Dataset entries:
=== Section Start ===

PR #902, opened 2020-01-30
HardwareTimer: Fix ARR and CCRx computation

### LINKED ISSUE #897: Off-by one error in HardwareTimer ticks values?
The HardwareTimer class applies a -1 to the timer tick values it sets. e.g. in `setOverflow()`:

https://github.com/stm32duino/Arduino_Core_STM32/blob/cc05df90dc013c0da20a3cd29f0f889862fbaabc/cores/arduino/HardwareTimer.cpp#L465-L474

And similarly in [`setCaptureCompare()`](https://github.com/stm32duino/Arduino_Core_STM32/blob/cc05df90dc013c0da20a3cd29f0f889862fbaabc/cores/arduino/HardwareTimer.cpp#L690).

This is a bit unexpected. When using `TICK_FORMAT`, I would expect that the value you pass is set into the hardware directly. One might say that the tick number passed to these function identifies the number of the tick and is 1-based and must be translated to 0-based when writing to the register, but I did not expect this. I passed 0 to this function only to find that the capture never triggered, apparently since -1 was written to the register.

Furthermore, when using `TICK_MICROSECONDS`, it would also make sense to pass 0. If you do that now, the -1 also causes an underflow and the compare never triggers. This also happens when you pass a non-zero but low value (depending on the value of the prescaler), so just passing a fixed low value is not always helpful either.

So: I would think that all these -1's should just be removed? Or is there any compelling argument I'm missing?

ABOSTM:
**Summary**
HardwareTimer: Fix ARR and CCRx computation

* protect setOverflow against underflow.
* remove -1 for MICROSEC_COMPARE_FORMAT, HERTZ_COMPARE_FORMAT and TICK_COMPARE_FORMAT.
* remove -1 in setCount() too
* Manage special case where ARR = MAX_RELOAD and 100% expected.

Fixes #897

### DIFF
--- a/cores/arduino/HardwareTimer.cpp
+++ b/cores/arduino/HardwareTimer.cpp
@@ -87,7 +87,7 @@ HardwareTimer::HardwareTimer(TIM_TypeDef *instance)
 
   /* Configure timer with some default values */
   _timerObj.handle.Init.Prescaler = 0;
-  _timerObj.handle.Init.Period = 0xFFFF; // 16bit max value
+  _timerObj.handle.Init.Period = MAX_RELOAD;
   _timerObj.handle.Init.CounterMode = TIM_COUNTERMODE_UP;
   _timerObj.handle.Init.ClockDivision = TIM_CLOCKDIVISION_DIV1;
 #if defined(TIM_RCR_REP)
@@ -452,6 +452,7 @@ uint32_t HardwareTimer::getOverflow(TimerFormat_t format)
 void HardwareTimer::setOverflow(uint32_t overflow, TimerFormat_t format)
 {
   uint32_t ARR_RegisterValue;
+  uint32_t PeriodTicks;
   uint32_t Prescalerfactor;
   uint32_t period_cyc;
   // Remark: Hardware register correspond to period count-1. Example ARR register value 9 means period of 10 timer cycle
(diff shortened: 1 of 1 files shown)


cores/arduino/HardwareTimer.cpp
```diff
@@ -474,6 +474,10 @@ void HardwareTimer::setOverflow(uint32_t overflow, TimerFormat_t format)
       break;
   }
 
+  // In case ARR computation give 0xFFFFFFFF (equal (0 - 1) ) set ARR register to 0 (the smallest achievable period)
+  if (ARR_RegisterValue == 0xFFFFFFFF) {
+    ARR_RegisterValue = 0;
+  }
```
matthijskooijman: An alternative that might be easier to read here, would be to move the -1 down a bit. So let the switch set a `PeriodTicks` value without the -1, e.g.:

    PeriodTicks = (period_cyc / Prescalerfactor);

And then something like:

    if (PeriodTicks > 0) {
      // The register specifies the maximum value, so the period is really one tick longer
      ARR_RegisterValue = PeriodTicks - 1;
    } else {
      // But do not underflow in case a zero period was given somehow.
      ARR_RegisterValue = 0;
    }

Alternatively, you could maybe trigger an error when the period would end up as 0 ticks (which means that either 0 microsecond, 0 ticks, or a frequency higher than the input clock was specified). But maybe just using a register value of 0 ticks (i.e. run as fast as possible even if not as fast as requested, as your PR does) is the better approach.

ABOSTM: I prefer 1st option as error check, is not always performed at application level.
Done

=== Section End ===
=== Section Start ===

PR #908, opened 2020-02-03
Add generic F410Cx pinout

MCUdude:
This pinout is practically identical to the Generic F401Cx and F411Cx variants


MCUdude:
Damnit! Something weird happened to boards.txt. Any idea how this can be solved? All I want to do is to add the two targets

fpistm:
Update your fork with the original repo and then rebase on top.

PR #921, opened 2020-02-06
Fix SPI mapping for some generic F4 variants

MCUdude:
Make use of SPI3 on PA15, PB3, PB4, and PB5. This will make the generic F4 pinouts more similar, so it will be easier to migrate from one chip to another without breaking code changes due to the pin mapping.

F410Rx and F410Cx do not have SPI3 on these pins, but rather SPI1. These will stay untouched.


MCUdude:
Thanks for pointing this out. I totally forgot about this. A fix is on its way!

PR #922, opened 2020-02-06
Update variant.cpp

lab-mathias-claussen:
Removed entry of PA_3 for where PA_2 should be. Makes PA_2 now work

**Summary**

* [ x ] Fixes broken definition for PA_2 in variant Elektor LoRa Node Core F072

=== Section End ===

> What you are asked to do:
Where does "means" appear in the records above? Copy every line that has it.

> Response:
   // Remark: Hardware register correspond to period count-1. Example ARR register value 9 means period of 10 timer cycle
Alternatively, you could maybe trigger an error when the period would end up as 0 ticks (which means that either 0 microsecond, 0 ticks, or a frequency higher than the input clock was specified). But maybe just using a register value of 0 ticks (i.e. run as fast as possible even if not as fast as requested, as your PR does) is the better approach.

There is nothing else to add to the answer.